PR #857, opened 2021-12-04
Reject duplicate P4Runtime election IDs from multiple controllers

pudelkoM:
P4Service currently does not reject duplicate election IDs from controllers. This leads to a data corruption when a slave controller sends a MastershipUpdate with the same election ID as the current master:

- 3 Controllers connected: 1 (1111, slave), 2 (2222, master), 3 (1212, slave)
- C1 sends arb. update with election id 2222, same as current master
- Call entry: `AddOrModifyController 1, 2222, ipv4:127.0.0.1:56994.`
- Controller set at beginning of call: `Controller (2, 2222, ipv4:127.0.0.1:56994), Controller (3, 1212, ipv4:127.0.0.1:56994), Controller (1, 1111, ipv4:127.0.0.1:56994), .`
- C1 gets deleted from set: `Controller (2, 2222, ipv4:127.0.0.1:56994), Controller (3, 1212, ipv4:127.0.0.1:56994), .`
- Try to insert C1 into set, but election ID already exists, C1 lost: `Controller (2, 2222, ipv4:127.0.0.1:56994), Controller (3, 1212, ipv4:127.0.0.1:56994), .`
- Stratum falsely logs C1 as new master: `Controller (connection_id: 1, election_id: 2222, uri: ipv4:127.0.0.1:56994) is connected as MASTER for node (aka device) with ID 123123123.`
- C2  receives update: `Controller #2 mastership update: arbitration { device_id: 123123123 election_id { low: 2222 } status { } }`
- C3  receives update: `Controller #3 mastership update: arbitration { device_id: 123123123 election_id { low: 2222 } status { code: 6 message: "You are not my master!" } }`
- No updates sent to C1 and the stream is still open, but not recognized by Stratum as a controller anymore
- C1 might thinks it's master, but all calls will lead to `ERR_PERMISSION_DENIED` errors

This happens because we store Controllers in a `set` with a custom comparison function. Controllers are not hashed, but only compared by their election ID. Thus, two controllers with the same election ID are not possible.
https://github.com/stratum/stratum/blob/34a75cdf38dc0b58062a281228583a767e3cad38/stratum/hal/lib/common/p4_service.h#L235-L240

https://github.com/stratum/stratum/blob/34a75cdf38dc0b58062a281228583a767e3cad38/stratum/hal/lib/common/p4_service.h#L81-L87

This PR changes this by checking for insertion success. Failure indicates a duplicate and we close the stream, all according to spec:

[P4RT Spec - Section 5.3](https://s3-us-west-2.amazonaws.com/p4runtime/docs/master/P4Runtime-Spec.html#sec-arbitration-updates):
> Otherwise, if the MasterArbitrationUpdate message is received from an already connected controller: 

> If the election_id is set and is already used by another controller (excluding the controller making the request) for the same (device_id, role_id), the P4Runtime server shall terminate the stream by returning an INVALID_ARGUMENT error. 

### Additional considerations

Stratum is not fully P4RT spec compliant, with or without this fix. While this change brings us closer, a gap remains. At some point we should consider delegating P4RT related code to an external, well tested library.

Outright closing the stream without telling the offending controller the currently highest election ID puts the controller an an interesting situation:
 - To become master it has to know the current ID, which is only broadcast to backups
 - To become backup it has to find a lower, free election ID by guessing or bruteforce


pudelkoM:
@pierventre FYI

pierventre (approved):

pierventre:
@pudelkoM regarding your additional comments, I agree on using a well tested library. I am not fully sure about your final remarks - in theory an ONOS cluster should not need this and each instance can potentially guess the election id of the other instances. Happy to discuss today. Thanks a lot for this hot fix.

pierventre:
tested - works great

bocon13 (approved):
LGTM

YOUR INSTRUCTIONS.
Word for word, restate the lines of the data above that fall between the line holding "- Stratum falsely" and the line holding "- C1 might thinks", inclusive, and no other lines.

FINISHED TASK.
- Stratum falsely logs C1 as new master: `Controller (connection_id: 1, election_id: 2222, uri: ipv4:127.0.0.1:56994) is connected as MASTER for node (aka device) with ID 123123123.`
- C2  receives update: `Controller #2 mastership update: arbitration { device_id: 123123123 election_id { low: 2222 } status { } }`
- C3  receives update: `Controller #3 mastership update: arbitration { device_id: 123123123 election_id { low: 2222 } status { code: 6 message: "You are not my master!" } }`
- No updates sent to C1 and the stream is still open, but not recognized by Stratum as a controller anymore
- C1 might thinks it's master, but all calls will lead to `ERR_PERMISSION_DENIED` errors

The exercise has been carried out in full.